En Le combat ordinaire, Marco (alter ego de Manu Larcenet) se enfrenta a la vida, a través de un conjunto de combates que día a día, le van modelando como hijo, fotógrafo, padre y finalmente, persona. Y aunque en primera instancia parece narrado desde el costumbrismo, y con el humor como bandera buscando la complicidad del lector, el autor, a lo largo de los cuatro volúmenes publicados a partir de 2003 (Norma Editorial reeditó a finales del año pasado en una edición integral), reconstruye de manera soberbia, la directriz que Los combates cotidianos, mantiene hasta su cuarto y último volumen; mostrando la lucha encarnizada de su protagonista a través de los pequeños muros que nos pone la vida.

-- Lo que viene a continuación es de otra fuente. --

PR #732, opened 2016-04-23
babel: populate babel-interfaces with the content of /lib/gluon/core/mesh_interfaces

christf:
this will cause babel to be run on the mesh-interfaces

Como dijo Rilke, Marco va convirtiendo cada muro en un peldaño, y sorteando cada combate de la mejor manera que puede y sabe.

Que los muros se vuelvan peldaños no depende de la voluntad de Marco, que vive apocado en sus ataques de pánico, sino de la gente que encuentra a lo largo de sus combates cotidianos. Émilie (su novia), su madre, Pablo (un compañero de trabajo de su padre) o Mesribes (un viejo combatiente de la guerra de Argelia).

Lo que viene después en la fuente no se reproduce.